Walking through the misty streets of Amsterdam on a cold November night, two young Jewish men feigned confidence and casual body language so as not to arouse the suspicion of dozens of antisemitic thugs looking for victims to assault.

This event only sounds like it happened in the 1930s or ’40s.

In fact, it happened on Thursday night, on the eve of the anniversary of the Kristallnacht pogroms in Europe, to Aviv B. and a friend. The two tourists from Israel were among dozens of Maccabi Tel Aviv fans returning to their hotel from a soccer match in the Dutch capital against the local Ajax powerhouse, Aviv told JNS on Friday.

The fans came under a series of assaults that left at least five people wounded, according to police, and constitutes the largest-scale antisemitic event in the kingdom since the Holocaust. Police said they had detained 62 people. The municipality condemned the attacks as antisemitic and vowed to study how they were allowed to happen.

Coinciding with a divisive debate in the Netherlands and Europe about Muslim immigration, it underlined the return of violent antisemitism to streets where it had nearly wiped out the local Jewish population less than a century ago.
Salo Muller, a Holocaust survivor and retired physiotherapist for Ajax, was reminded by the incident of the lead-up to the Holocaust.

“Police should’ve brought the Maccabi fans safely to their hotels. Instead, they were abandoned to their fates. Just like during the war. It’s scandalous and it saddens me to my core,” he told JNS. “This terrible thing should’ve never happened. The mayor and police should’ve anticipated this. People on scooters hunting Jews.”

Locals and other witnesses described the events as an antisemitic pogrom perpetrated and organized by at least 100 men of Arab and Muslim extraction.

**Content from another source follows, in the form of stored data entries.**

PR #213, opened 2025-07-23
Reconcile shorelines

amoodie:
# PR to reconcile the API and naming around shoreline metrics.

This PR fixes the naming of several metrics related to shoreline characteristics, improves documentation about those metrics, and implements three new metrics for shoreline roughness.  

**This is a breaking change** from previous versions of DeltaMetrics / sandplover, because the function names have changed. 

~Depends on #132~ :heavy_check_mark: 

## changes to compute_shoreline_length

In this function, two things were changed. 

1. The input kwarg `origin` was deprecated and replaced with `start`; the old argument still works and the behavior of how it is handled has *not* changed. 
2. The new input kwarg `start` is expected to be in data dimensions (not indices). This is explained in the documentation.

## changes to compute_shoreline_roughness

This function was renamed to compute_shoreline_roughness_area. 

## new metrics for shoreline roughness
Multiple functions for computing shoreline roughness in subtly different ways were added. Below is an image from a documentation example that shows a comparison between these methods. 
image

## affecting multiple functions

- previously an error would rise if no shoreline / land area was determined that would leads to a divide by zero issue.
- now, these functions avoid the divide by zero, issue a warning, and return np.nan
- afftects compute_shoreline_distance, compute_shoreline_length, compute_shoreline_radius, compute_shoreline_roughness_variation, compute_shoreline_roughness_area, compute_shoreline_roughness_radius, compute_shoreline_roughness_OAM, and any functions that call these functions.

Todo
- [x] switch the naming between roughness and rugosity to be more consistent with engineering definitions of these terms.
- [x] add the roughness measure `OAM_45/OAM_120` from https://doi.org/10.1029/2022GL100355
- [x] add the roughness measure `count shoreline / mean_rad` from https://doi.org/10.5194/esurf-3-67-2015, 2015
- [x] fix the ordering of `origin` in `compute_shoreline_distance` to be consistent with everywhere else `(dim1, dim2)`
- [x] fix the `origin` kwarg for all of the functions to expect origin in data coordinates (not array indices)
- [x] change all to return nan and warning, when there are no pixels found. instead of erroring.
- [x] add tests for new functions
- [x] check all documentation, including an example document that compares all of the calculations


sandplover/plan.py
```diff
@@ -1270,84 +1326,174 @@ def compute_shoreline_roughness(shore_mask, land_mask, **kwargs):
...
+            category=UserWarning,
+            stacklevel=2,
+        )
 
     return rough
 
 
-def compute_shoreline_rugosity(shore_mask, **kwargs):
-    """Compute shoreline rugosity.
+def compute_shoreline_roughness_variation(shore_mask, origin=(0, 0)):
```
ericbarefoot: I thought we were deprecating origin? I still see it here, would you like to change this?

sandplover/plan.py
```diff
@@ -1364,23 +1510,339 @@ def compute_shoreline_rugosity(shore_mask, **kwargs):
...
+            category=UserWarning,
+            stacklevel=2,
+        )
+
+    return roughness
+
 
-    return rugosity
+def compute_shoreline_roughness_radius(
+    shore_mask, origin=(0, 0), calculate_length=False, **kwargs
```
ericbarefoot, line 1533: Also origin shows up here.

sandplover/plan.py
```diff
@@ -1270,84 +1326,174 @@ def compute_shoreline_roughness(shore_mask, land_mask, **kwargs):
...
+        _sm = shore_mask.values
+        _dx = float(
+            shore_mask[shore_mask.dims[0]][1] - shore_mask[shore_mask.dims[0]][0]
+        )
+    elif isinstance(shore_mask, np.ndarray):
+        _sm = shore_mask
         _dx = 1
     else:
-        raise TypeError(f"Invalid type {type(land_mask)}")
+        raise TypeError(f"Invalid type {type(shore_mask)}")
```
ericbarefoot, line 1378: This little block of code gets copy-pasted around a few times, should it be its own utility?

sandplover/plan.py
ericbarefoot: I also think "variation" makes sense here, but I do wonder if it implies dimensional variance, whereas you are computing dimensionless coefficient of variation.

One thing to consider would be renaming it `compute_shoreline_roughness_coef_of_var(...)`

ericbarefoot (approved):
Overall, I had no issues with merging this, the thing I focused on was thinking about the logic of the names. 

I think having the subset of names that separate out the different methods of computing roughness based on methodology seems to make a lot of sense.

I think it makes sense to deprecate the term rugosity in this and then also deprecate the original roughness calculation.

 I think I kind of understand the logic behind doing keyword arguments for the point of which you're using to measure all of the shoreline roughness metrics. I think what I'm confused about is why sometimes we use `start` and sometimes we use `origin`. It seems like that metrics based on area use `origin` whereas metrics based on length use `start`. Is this the case?

It might make some sense to keep both as an option and just allow them to be interchangeable aliases of each other? From my perspective, `start` doesn't make a whole lot of sense, but maybe I'm thinking about it from a purely delta perspective whereas I should be more flexible. Regardless I think it kind of makes sense to allow both. This is not a strong preference for both, but I do think that if we're not going allow both we should choose one and not have different keyword arguments for the same basic idea.

I think all of the function names make complete intuitive sense to me with the exception of `compute_shoreline_roughness_variation()` I get that it's supposed to be the coefficient of variation but the name just says variation which makes me immediately think of the variance rather than the non-dimensional coefficient of variation.

Happy to have a debate about the `start` vs `origin` question, but also happy for you to merge it, since I think that's a small part of the API we can gently change later or make more permissive as you have in the deprecation warnings.

sandplover/plan.py
amoodie: I changed the name of this function to `_coefvar`, thanks for that suggestion.

`origin` is deprecated as the input to `compute_shoreline_length`, because this function needs a `start` point, which need not be the origin of the delta (the apex). We still have both, but they have distinct meanings now, and in some cases both should be specified as different locations on the delta.

sandplover/plan.py
amoodie: probably, I will open an issue as a good first issue for someone to tackle.

amoodie:
Thanks for the review, @ericbarefoot.

- I renamed the function to `compute_shoreline_roughness_coefvar` per your suggestion. (I wanted to keep the suffix without additional underscores to match the others).
- I double checked the use of `origin` and `start`, and it is how I intended it. Basically, `origin` is used to refer to the point away from which rays radiate for some calculations, like the length of a delta `origin` is the delta apex. `start` is a distinct argument for the starting point of some algorithm. Previously, we used `origin` as the starting point for a line-tracing algorithm, but I found this to be confusing to use the same word for two distinct purposes. This PR makes it so (in `plan.py` at least) `origin` and `start` have a consistent meaning.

Hundreds of Israelis and Jews hunkered down indoors on Thursday night, some of them at the homes of local Jews, as a local Jewish sports club set up a safe house for them.

Israel sent two military rescue flights to airlift its citizens out of Amsterdam as the Jewish state’s National Security Council advised them to avoid traveling anywhere in the Netherlands except for airports, and to refrain from displaying any signs that they are Israeli or Jewish.

Amid an international uproar by Jewish groups and beyond, the leader of the largest political party in the Netherlands, Geert Wilders, said he’d like to see the perpetrators deported and called an emergency meeting with Dutch Prime Minister Dick Schoof.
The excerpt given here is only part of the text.